Thursday, August 06, 2009
Saturday, August 01, 2009
RFID in Credit Cards
I believe that we are hearing and seeing enough about hacking and information theft from so many sources that I cannot succeed in conveying anything useful unless I limit my posts to small bits of the whole that are most likely to have an effect on the average person. Today that topic will be the addition of the "convenience" of having a RFID microchip embedded in their credit card.

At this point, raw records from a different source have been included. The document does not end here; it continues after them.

PR #3019, opened 2021-11-30
node, store: Actually setup databases in parallel

lutter:
The previous code didn't parallelize setup, since setup makes blocking
calls, and so databases still started up one after the other.

### DIFF
--- a/store/postgres/src/connection_pool.rs
+++ b/store/postgres/src/connection_pool.rs
@@ -503,8 +503,14 @@ impl ConnectionPool {
     /// # Panics
     ///
     /// If any errors happen during the migration, the process panics
-    pub fn setup(&self) {
-        self.get_ready().ok();
+    pub async fn setup(&self) {
+        let pool = self.clone();
+        graph::spawn_blocking_allow_panic(move || {
+            pool.get_ready().ok();
+        })
+        .await
+        // propagate panics
+        .unwrap();
     }
 
     pub(crate) async fn query_permit(&self) -> tokio::sync::OwnedSemaphorePermit {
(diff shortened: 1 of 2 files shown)


store/postgres/src/connection_pool.rs
```diff
@@ -503,8 +503,16 @@ impl ConnectionPool {
     /// # Panics
     ///
     /// If any errors happen during the migration, the process panics
-    pub fn setup(&self) {
-        self.get_ready().ok();
+    pub async fn setup(&self) {
+        let pool = self.clone();
+        graph::spawn_blocking({
```
leoyvens, line 508: Lets use `spawn_blocking_allow_panic` here, `graph::spawn_blocking` is really an antipattern since futures should not block.

leoyvens (changes requested):

store/postgres/src/connection_pool.rs
lutter: Changed it to use `spawn_blocking_allow_panic` and panicking if `setup` panics

store/postgres/src/connection_pool.rs
```diff
@@ -503,8 +503,17 @@ impl ConnectionPool {
...
     /// If any errors happen during the migration, the process panics
-    pub fn setup(&self) {
-        self.get_ready().ok();
+    pub async fn setup(&self) {
+        let pool = self.clone();
+        let err = graph::spawn_blocking_allow_panic(move || {
+            pool.get_ready().ok();
+        })
+        .await
+        .unwrap_err();
```
leoyvens, line 512: Not sure on what you intended but you can propagate panics by just calling `.unwrap()`.

leoyvens (changes requested):

leoyvens (approved):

When one of my credit card companies sent me a shiny new card out of sequence (that is, my old one was two years away from expiring) I did what I usually do in such situations. I became suspicious. Why did they do this? I doubted that it was for my benefit or totally in my best interest. OK, what was different? There was a new word printed on the back and the note that I could now just wave my card near a store's card reader rather than sliding it through the reader itself. How does this help me, I asked myself? As far as I could tell, it didn't help at all. Who did it help, then? Must be "them". Credit card companies use many safeguards including predictive analytics, identity theft countermeasures, data mining, encryption, and others to protect themselves (as well as the consumer) from theft or loss of data. I looked at the card extremely closely and discovered a very slightly thicker square located above and between the word blink and the radio wave icon. The photo is of the upper right quadrant of the card, below the magnetic strip. If you can't see it in the picture below, try looking at your monitor screen at an angle so that the shadows make it clearer.
This is not a great macro photo of the chip, but if you see it, it serves its purpose.
So why is he at it again about this privacy craziness? Because the the magnetic strip on a presently "normal" credit card is coded and cannot be read at a distance. The information can be stolen in a number of other ways, but not read at a distance.
Now I want to scare you. RFID hacking is not new (See this 2003 article from Wired) and is rather simple as this procedure, the Mifare Hack, as demonstrated by Engadget, left many cities' public transportation systems and other RFID users in peril. Here is a Creative Commons interview via Boing Boing showing the basics of remote RFID hacking (be sure to read the comments.) An excellent but easily read article RFID Credit Cards and Theft: Tech Clinic was published in 2007 by Popular Mechanics. Presently, RFID experimentation kits are being sold as toys at Think Geek for just under $100 (USD) while companies such as DIFRwear offer radio shielded wallets and passport cases for sale. If you read only one of these links, I would suggest this one as being the most general and inclusive of the good and bad uses of RFID.
If you will excuse me now, I think I'm done for a while. I must go line my wallet with copper screening to function as a Faraday Cage and make little tinfoil hats for my credit cards.
Copyright © 2009, Thomas A. Blood, Ph.D.
"The world of RFID is like the Internet in its early stages. Nobody thought about building security features into the Internet in advance, and now we're paying for it in viruses and other attacks. We're likely to see the same thing with RFIDs." - Ari Juels, research manager at the high tech security firm RSA Labs.